Provided data:
PR #137, opened 2019-05-16
[WIP] Implement Certificate Refresh Asynchronously 

kurtisvg:
Implements asynchronous interaction with the Cloud SQL Admin API.

Future work: 
* Simplify Exception handling
* Evaluate tests
* Enum for IP types


core/src/main/java/com/google/cloud/sql/core/CloudSqlInstance.java
```diff
@@ -0,0 +1,496 @@
...
+  /**
+   * Uses the Cloud SQL Admin API to create an ephemeral SSL certificate that is authenticated to
+   * connect the Cloud SQL instance for 60 minutes.
+   */
+  private Certificate fetchEphemeralCertificate() {
+    // Format the public key into a PEM encoded Certificate.
+    StringBuilder publicKeyPemBuilder = new StringBuilder();
+    publicKeyPemBuilder.append("-----BEGIN RSA PUBLIC KEY-----\n");
+    publicKeyPemBuilder.append(
+        Base64.getEncoder()
```
netdpb: Check out [`BaseEncoding`](https://github.com/google/guava/blob/master/guava/src/com/google/common/io/BaseEncoding.java):

```java
BaseEncoding.base64().withSeparator("\n", 64).encode(...)
```

core/src/main/java/com/google/cloud/sql/core/CloudSqlInstance.java
```diff
@@ -0,0 +1,496 @@
...
+    return new Metadata(ipAddrs, instanceCaCertificate);
+  }
+
+  /**
+   * Uses the Cloud SQL Admin API to create an ephemeral SSL certificate that is authenticated to
+   * connect the Cloud SQL instance for 60 minutes.
+   */
+  private Certificate fetchEphemeralCertificate() {
+    // Format the public key into a PEM encoded Certificate.
+    StringBuilder publicKeyPemBuilder = new StringBuilder();
```
netdpb: What about a private method that returns `publicKeyPemBuilder.toString()`?

core/src/main/java/com/google/cloud/sql/core/CloudSqlInstance.java
```diff
@@ -0,0 +1,496 @@
...
+    } catch (IOException ex) {
+      throw addExceptionContext(
+          ex,
+          String.format(
+              "[%s] Failed to create ephemeral certificate for the Cloud SQL instance.",
+              connectionName));
+    }
+
+    // Parse the certificate from the response.
+    Certificate ephemeralCertificate;
```
netdpb: This looks almost the same as the code in `fetchMetadata()`. Can you extract a method that takes a String representing the bytes of a certificate (`response.getCert()`'s return value)?

core/src/main/java/com/google/cloud/sql/core/CloudSqlInstance.java
```diff
@@ -0,0 +1,496 @@
...
+    try {
+      byte[] certBytes = response.getCert().getBytes(StandardCharsets.UTF_8);
```
netdpb: Are you sure that the bytes of the certificate are valid UTF8?

core/src/main/java/com/google/cloud/sql/core/CloudSqlInstance.java
```diff
@@ -0,0 +1,496 @@
...
+
+  // Schedules task to be executed once the provided futures are complete.
+  private <T> ListenableFuture<T> whenComplete(Callable<T> task, ListenableFuture<?>... futures) {
+    SettableFuture<T> taskFuture = SettableFuture.create();
+
+    // Create a countDown for all Futures to complete.
+    AtomicInteger countDown = new AtomicInteger(futures.length);
+
+    // Trigger the task when all futures are complete.
+    Runnable runOutput =
```
netdpb: Maybe name this `runWhenInputsAreComplete`?

core/src/main/java/com/google/cloud/sql/core/CloudSqlInstance.java
```diff
@@ -0,0 +1,496 @@
...
+        };
+    for (ListenableFuture<?> future : futures) {
+      future.addListener(runOutput, executor);
+    }
+
+    return taskFuture;
+  }
+
+  // Returns the inner future from a nested future, or else the exception it encountered.
+  private <T> ListenableFuture<T> extractNestedFuture(
```
netdpb: This can be static to indicate that it's a utility that isn't tied to this instance.

core/src/main/java/com/google/cloud/sql/core/CloudSqlInstance.java
```diff
@@ -0,0 +1,496 @@
...
+        ex instanceof GoogleJsonResponseException ? (GoogleJsonResponseException) ex : null;
+    if (gjrEx == null
+        || gjrEx.getDetails() == null
+        || gjrEx.getDetails().getErrors() == null
+        || gjrEx.getDetails().getErrors().isEmpty()) {
+      return new RuntimeException(fallbackDesc, ex);
+    }
+    // Check for commonly occurring user errors and add additional context
+    String reason = gjrEx.getDetails().getErrors().get(0).getReason();
+    if ("accessNotConfigured".equals(reason)) {
```
netdpb: Up to you, but you can use `switch` with string literal cases.

core/src/main/java/com/google/cloud/sql/core/CloudSqlInstance.java
```diff
@@ -0,0 +1,496 @@
...
+      // This error occurs when the project doesn't have the "Cloud SQL Admin API" enabled
+      String apiLink =
+          "https://console.cloud.google.com/apis/api/sqladmin/overview?project=" + projectId;
+      return new RuntimeException(
```
netdpb: Shouldn't all these use `ex` as the cause?

core/src/main/java/com/google/cloud/sql/core/CloudSqlInstance.java
```diff
@@ -0,0 +1,496 @@
...
+                  + "access it. Please verify the instance connection name and check the IAM "
+                  + "permissions for project \"%s\" ",
+              connectionName, projectId));
+    }
+    // Fallback to the generic description
+    return new RuntimeException(fallbackDesc, ex);
+  }
+
+  /** Represents the results of {@link this.performRefresh}. */
+  private class InstanceData {
```
netdpb:
```suggestion
  private static class InstanceData {
```

core/src/main/java/com/google/cloud/sql/core/CloudSqlInstance.java
```diff
@@ -0,0 +1,496 @@
...
+    private Metadata metadata;
```
netdpb: These should both be final.

core/src/main/java/com/google/cloud/sql/core/CloudSqlInstance.java
```diff
@@ -0,0 +1,496 @@
...
+    }
+
+    Map<String, String> getIpAddrs() {
+      return metadata.getIpAddrs();
+    }
+  }
+
+  /** Represents the results of {@link this.fetchMetadata}. */
+  private class Metadata {
+    private Map<String, String> ipAddrs;
```
netdpb: These should be final.

core/src/main/java/com/google/cloud/sql/core/CoreSocketFactory.java
```diff
@@ -230,25 +206,29 @@ private boolean runningOnGaeStandard() {
...
+      String instanceIp = instance.getPreferredIp(ipTypes);
+
+      socket.connect(new InetSocketAddress(instanceIp, serverProxyPort));
+      socket.startHandshake();
+    } catch (Exception ex) {
+      instance.forceRefresh();
+      throw new RuntimeException("Unable to connect to Cloud SQL instance.", ex);
     }
+
+    return socket;
```
netdpb: Return inside the `try` block, and delcare `socket` when you initialize it.

core/src/test/java/com/google/cloud/sql/core/CloudSqlInstanceTest.java
```diff
@@ -0,0 +1,72 @@
...
+  @Before
+  public void setup() throws IOException {
+    MockitoAnnotations.initMocks(this);
+
+    when(sqlAdminClient.instances()).thenReturn(sqlAdminClientInstances);
+    when(sqlAdminClientInstances.get(anyString(), anyString()))
+        .thenReturn(sqlAdminClientInstancesGet);
+  }
+
+  @Ignore
```
netdpb: ???

core/src/test/java/com/google/cloud/sql/core/CloudSqlInstanceTest.java
```diff
@@ -0,0 +1,72 @@
...
+      try {
+        // CloudSqlInstance instance = new CloudSqlInstance(test, sqlAdminClient);
+        fail();
+      } catch (IllegalArgumentException ex) {
+        assertThat(ex.getMessage()).contains("Cloud SQL connection name is invalid");
+      }
+    }
+  }
+
+  @Ignore
```
netdpb: ???

core/src/main/java/com/google/cloud/sql/core/CloudSqlInstance.java
```diff
@@ -0,0 +1,496 @@
...
+    this.projectId = connFields[0];
+    this.regionId = connFields[1];
+    this.instanceId = connFields[2];
+
+    this.apiClient = apiClient;
+    this.executor = executor;
+    this.keyPair = keyPair;
+
+    // Kick off initial async jobs
+    synchronized (instanceDataGuard) {
```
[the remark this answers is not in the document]
kurtisvg: I almost did that, but I wanted to avoid triggering the rate limiting for the first refresh.

core/src/main/java/com/google/cloud/sql/core/CloudSqlInstance.java
```diff
@@ -0,0 +1,496 @@
...
+    return (SSLSocket) this.getInstanceData().getSslContext().getSocketFactory().createSocket();
+  }
+
+  /**
+   * Gets the first IP Address for the instance that matches preference.
+   *
+   * @param preferredTypes Preferred types of IP to return. Currently supports "PUBLIC" or
+   *     "PRIVATE".
+   * @return A String representing the IP address of the intance.
+   * @throws IllegalArgumentException If the instance has no IP addresses matching the provided
```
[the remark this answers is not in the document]
kurtisvg: This indicates that the user (of the library) has erred - they provided no preferred types that the instance haves.

core/src/main/java/com/google/cloud/sql/core/CloudSqlInstance.java
```diff
@@ -0,0 +1,496 @@
...
+      instanceMetadata = apiClient.instances().get(projectId, instanceId).execute();
+    } catch (IOException ex) {
+      throw addExceptionContext(
+          ex,
+          String.format("[%s] Failed to update metadata for Cloud SQL instance.", connectionName));
+    }
+
+    // Validate the instance will support the authenticated connection.
+    if (!instanceMetadata.getRegion().equals(regionId)) {
+      throw new IllegalArgumentException(
```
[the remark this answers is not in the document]
kurtisvg: So in this case, this implies that the argument to the _socketFactory_ is bad - the user has provided an incorrect connection name.

I really have no idea - this is left over behavior from the previous version. It might be possible to have multiple instances with the same instance name but different regions, but I'm not positive.

core/src/main/java/com/google/cloud/sql/core/CloudSqlInstance.java
```diff
@@ -0,0 +1,496 @@
...
+          String.format(
+              "[%s] The region specified for the Cloud SQL instance is"
+                  + " incorrect. Please verify the instance connection name.",
+              connectionName));
+    }
+    if (!instanceMetadata.getBackendType().equals("SECOND_GEN")) {
+      throw new IllegalArgumentException(
```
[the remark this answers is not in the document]
kurtisvg: I choose `IllegalArgumentException` for the same reason - it implies the user provided an incorrect argument to the SocketFactory via the instance connection name.

core/src/main/java/com/google/cloud/sql/core/CloudSqlInstance.java
kurtisvg: I'm not sure - this is behavior that was converted over from [here](https://github.com/GoogleCloudPlatform/cloud-sql-jdbc-socket-factory/blob/eaa61edeea8755f07eef15d5177ed8674b375bea/core/src/main/java/com/google/cloud/sql/core/CoreSocketFactory.java#L597). 

AFAIK the API docs don't specify: https://cloud.google.com/sql/docs/mysql/admin-api/v1beta4/sslCerts#resource

core/src/main/java/com/google/cloud/sql/core/CloudSqlInstance.java
kurtisvg: I didn't use it here because I'm not certain reason won't be null safe.

core/src/main/java/com/google/cloud/sql/core/CloudSqlInstance.java
```diff
@@ -0,0 +1,496 @@
...
+    }
+    return sslContext;
+  }
+
+  /** Fetches the latest version of the instance's metadata using the Cloud SQL Admin API. */
+  private Metadata fetchMetadata() {
+    DatabaseInstance instanceMetadata;
+    try {
+      instanceMetadata = apiClient.instances().get(projectId, instanceId).execute();
+    } catch (IOException ex) {
```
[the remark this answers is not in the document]
kurtisvg: I'm not sure I understand - the catch should be at the bottom of this entire function?

core/src/main/java/com/google/cloud/sql/core/CloudSqlInstance.java
```diff
@@ -0,0 +1,496 @@
...
+  /**
+   * Gets the first IP Address for the instance that matches preference.
+   *
+   * @param preferredTypes Preferred types of IP to return. Currently supports "PUBLIC" or
+   *     "PRIVATE".
+   * @return A String representing the IP address of the intance.
+   * @throws IllegalArgumentException If the instance has no IP addresses matching the provided
+   *     preferences.
+   */
+  String getPreferredIp(List<String> preferredTypes) {
```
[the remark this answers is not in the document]
kurtisvg: Possibly? [Here](https://github.com/GoogleCloudPlatform/cloud-sql-jdbc-socket-factory/pull/78#discussion_r217852687) is the discussion on it from when it was originally added.

core/src/main/java/com/google/cloud/sql/core/CloudSqlInstance.java
```diff
@@ -140,92 +144,63 @@ String getPreferredIp(List<String> preferredTypes) {
...
+      return false;
     }
     synchronized (instanceDataGuard) {
-      // If a scheduled Refresh already exists, cancel if if not immediately imminent
-      if (nextInstanceData == null || nextInstanceData.cancel(false)) {
-        // If canceled successfully, schedule a replacement immediately
-        nextInstanceData = null;
-        scheduleRefresh(0, TimeUnit.MINUTES);
+      // If a scheduled refresh exists and can't be canceled, fail the operation
+      if (nextInstanceData != null && !nextInstanceData.cancel(false)) {
```
netdpb: There's still the case where someone calls `forceRefresh()` while the initial future is pending.

1. The constructor calls `forceRefresh()`. `nextInstanceData` is `null` until that refresh completes.
3. Before that refresh completes, someone calls `forceRefresh()`.
4. Since `nextInstanceData` is still `null`, the `if` condition is false, so `currentInstanceData` is replaced by a new incomplete future.
5. The first operation completes, and replaces `currentInstanceData` with the first completed future.
6. The second operation completes, and replaces `currentInstanceData` with the second completed future.

That will be okay for the users; it shouldn't mean any extra delays. But it does mean more than one pending operation at once.

core/src/main/java/com/google/cloud/sql/core/CloudSqlInstance.java
```diff
@@ -97,6 +101,7 @@
    */
   private InstanceData getInstanceData() {
     try {
+      // TODO(kvg): Let exceptions up to here before adding context
       return Uninterruptibles.getUninterruptibly(currentInstanceData);
```
netdpb: This read must be synchronized with `instanceDataGuard` as well as the writes.

core/src/main/java/com/google/cloud/sql/core/CloudSqlInstance.java
```diff
@@ -53,8 +54,8 @@
   private final KeyPair keyPair;
 
   private final Object instanceDataGuard = new Object();
-  private ListenableFuture<InstanceData> currentInstanceData;
-  private ListenableFuture<ListenableFuture<InstanceData>> nextInstanceData;
+  private volatile ListenableFuture<InstanceData> currentInstanceData;
```
netdpb: I'm no longer convinced these need to be volatile since they're covered by synchronized blocks.

netdpb: But consider annotating both with [`@GuardedBy("instanceDataGuard")`](https://github.com/google/error-prone/blob/master/annotations/src/main/java/com/google/errorprone/annotations/concurrent/GuardedBy.java). That should help you avoid unsynchronized access.

core/src/main/java/com/google/cloud/sql/core/CloudSqlInstance.java
netdpb: An alternative is to initialize `nextInstanceData` with a completed future, maybe `Futures.immediateFuture(null)`. Then it'll never be `null`, and in that state won't be cancellable.

kurtisvg: Would `Futures.immediateCancelledFuture()` make more sense than `Futures.immediateFuture(null)`?

core/src/main/java/com/google/cloud/sql/core/CloudSqlInstance.java
```diff
@@ -340,27 +354,60 @@ private String generatePublicKeyCert() {
...
     for (ListenableFuture<?> future : futures) {
-      future.addListener(runWhenInputsAreComplete, executor);
+      Futures.addCallback(future, runWhenInputAreComplete, executor);
     }
 
     return taskFuture;
   }
 
+  /** Returns a future that blocks until the result of a nested future is complete. */
+  private <T> ListenableFuture<T> blockOnNestedFuture(
```
netdpb: Can this be static and take Executor to indicate that it's a pure function?

core/src/main/java/com/google/cloud/sql/core/CloudSqlInstance.java
```diff
@@ -100,13 +113,15 @@
...
    */
   private InstanceData getInstanceData() {
-    try {
-      // TODO(kvg): Let exceptions up to here before adding context
-      return Uninterruptibles.getUninterruptibly(currentInstanceData);
-    } catch (ExecutionException ex) {
-      Throwable cause = ex.getCause();
-      Throwables.throwIfUnchecked(cause);
-      throw new RuntimeException(cause);
+    synchronized (instanceDataGuard) {
```
netdpb: I think if you synchronize inside the try, you'll release the lock earlier on an exception. Probably doesn't matter in practice, but generally synchronization blocks should be as small as possible.

Now that I think about it, you actually don't want to synchronize while waiting at all. Try this:

```java
ListenableFuture<InstanceData> instanceData;
  instanceData = currentInstanceData;
}
try {
 return getUninterruptibly(instanceData);
} catch (...) { ... }
```

Now you've released the lock before you block.

core/src/main/java/com/google/cloud/sql/core/CloudSqlInstance.java
```diff
@@ -91,7 +103,8 @@
 
     // Kick off initial async jobs
     synchronized (instanceDataGuard) {
-      this.currentInstanceData = this.performRefresh();
+      this.nextInstanceData = Futures.immediateFuture(performRefresh());
```
netdpb: OK. What about this?

```java
this.currentInstanceData = performRefresh();
this.nextInstanceData = immediateFuture(currentInstanceData);
```

Now you don't need to call `blockOnNestedFuture` here.

core/src/main/java/com/google/cloud/sql/core/CloudSqlInstance.java
```diff
@@ -154,13 +169,12 @@ boolean forceRefresh() {
       return false;
     }
     synchronized (instanceDataGuard) {
-      // If a scheduled refresh exists and can't be canceled, fail the operation
-      if (nextInstanceData != null && !nextInstanceData.cancel(false)) {
-        return false;
+      // If a scheduled refresh doesn't exist or hasn't started, perform one immediately
+      if (nextInstanceData == null || nextInstanceData.cancel(false)) {
+        nextInstanceData = Futures.immediateFuture(performRefresh());
```
netdpb: Oh, I like this!

Could you avoid the `blockOnNestedFuture` call in this case, too?

```java
if (nextInstanceData == null || nextInstanceData.cancel(false)) {
  currentInstanceData = performRefresh();
  nextInstanceData = immediateFuture(currentInstanceData);
} else {
  currentInstanceData = blockOnNestedFuture(nextInstanceData);
}
```

Now you have only one call to `blockOnNestedFuture`, because the other cases are simpler.

And since those two lines in the if block are the same as what you do in the constructor, you could have a simple `replaceCurrentInstanceData()` method that's called from both places, if you want.

core/src/main/java/com/google/cloud/sql/core/CloudSqlInstance.java
```diff
@@ -340,27 +354,60 @@ private String generatePublicKeyCert() {
   }
 
   // Schedules task to be executed once the provided futures are complete.
-  private <T> ListenableFuture<T> whenAllComplete(
-      Callable<T> task, ListenableFuture<?>... futures) {
+  private <T> ListenableFuture<T> whenAllSucceed(Callable<T> task, ListenableFuture<?>... futures) {
```
netdpb: Can you make this static and take the Executor as a parameter, since it's really meant to be a pure function?

core/src/main/java/com/google/cloud/sql/core/CloudSqlInstance.java
```diff
@@ -340,27 +354,60 @@ private String generatePublicKeyCert() {
...
 
     // Trigger the task when all futures are complete.
-    Runnable runWhenInputsAreComplete =
-        () -> {
-          if (countDown.decrementAndGet() == 0) {
-            taskFuture.setFuture(executor.submit(task));
+    FutureCallback<Object> runWhenInputAreComplete =
+        new FutureCallback<Object>() {
+          @Override
+          public void onSuccess(@NullableDecl Object o) {
```
netdpb: Are you using the checker framework? Or did IntelliJ put the `@NullableDecl` there?

core/src/main/java/com/google/cloud/sql/core/CloudSqlInstance.java
```diff
@@ -340,27 +354,60 @@ private String generatePublicKeyCert() {
...
+            if (countDown.decrementAndGet() == 0) {
+              taskFuture.setFuture(executor.submit(task));
+            }
+          }
+
+          @Override
+          public void onFailure(Throwable throwable) {
+            if (!taskFuture.setException(throwable)) {
+              String msg =
+                  "Got more than one input Future Failure. Logging failures after the first";
```
netdpb: Nit: I'd leave out "Future" here, and lowercase "failure".

core/src/main/java/com/google/cloud/sql/core/CloudSqlInstance.java
kurtisvg: IntelliJ did it. Should I remove?

core/src/main/java/com/google/cloud/sql/core/CloudSqlInstance.java
kurtisvg: IIRC, I copied verbatim from the guava line

core/src/main/java/com/google/cloud/sql/core/CloudSqlInstance.java
kurtisvg: In this case, do we even need to synchronize? I thought references assignments were already atomic in java, so doesn't calling the function already use the value of the reference?

netdpb: They are if you make the field `volatile`.

If you're using synchronized blocks, you really should synchronize around reads and writes. And since you need to synchronize across two fields, `volatile` isn't enough. I was hoping we could get down to one field so that you could just make it `volatile`, but we haven't.

core/src/main/java/com/google/cloud/sql/core/CloudSqlInstance.java
netdpb: If you're using the checker framework, then we can apply those annotations across the implementation. If not, they're noise IMO.

core/src/main/java/com/google/cloud/sql/core/CloudSqlInstance.java
```diff
@@ -0,0 +1,509 @@
...
+   *
+   * @return {@code true} if successfully scheduled, or {@code false} otherwise.
+   */
+  boolean forceRefresh() {
+    if (!forcedRenewRateLimiter.tryAcquire()) {
+      return false;
+    }
+    synchronized (instanceDataGuard) {
+      // If a scheduled refresh doesn't exist or hasn't started, perform one immediately
+      if (nextInstanceData == null || nextInstanceData.cancel(false)) {
```
netdpb: I don't think `nextInstanceData` is ever `null` now.

```suggestion
      if (nextInstanceData.cancel(false)) {
```

netdpb:
OK, except for the capital Failure. As I said, this is a tiny nit.

kurtisvg:
> OK, except for the capital Failure. As I said, this is a tiny nit.

Should be just `"Got more than one input failure. Logging failures after the first"` currently..

core/src/main/java/com/google/cloud/sql/core/CoreSocketFactory.java
```diff
@@ -230,24 +206,28 @@ private boolean runningOnGaeStandard() {
...
+      socket.setKeepAlive(true);
+      socket.setTcpNoDelay(true);
+
+      String instanceIp = instance.getPreferredIp(ipTypes);
+
+      socket.connect(new InetSocketAddress(instanceIp, serverProxyPort));
+      socket.startHandshake();
+
+      return socket;
+    } catch (Exception ex) {
```
netdpb: TODO for later: Catch `IOException` only, and move the `forceRefresh()` call into `getInstanceData()`.

core/src/test/java/com/google/cloud/sql/core/CoreSocketFactoryTest.java
```diff
@@ -179,12 +177,13 @@ public void create_throwsErrorForInvalidInstanceRegion() throws IOException {
...
 
     CoreSocketFactory coreSocketFactory =
-        new CoreSocketFactory(new Clock(), clientKeyPair, credential, adminApi, 3307);
+        new CoreSocketFactory(clientKeyPair, credential, adminApi, 3307);
     try {
       coreSocketFactory.createSslSocket("foo:bar:baz", Arrays.asList("PRIMARY"));
       fail();
     } catch (IllegalArgumentException e) {
-      assertThat(e.getMessage()).startsWith("Incorrect region value");
+      assertThat(e.getMessage())
```
netdpb:
```suggestion
      assertThat(e).hasMessageThat()
```

Do this throughout, and you'll get better failure messages.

Aim of the exercise: Match on "connectionName" and report each line of the data above that has it.

Exercise solution:
+              connectionName));
+              connectionName, projectId));
+          String.format("[%s] Failed to update metadata for Cloud SQL instance.", connectionName));
+              connectionName));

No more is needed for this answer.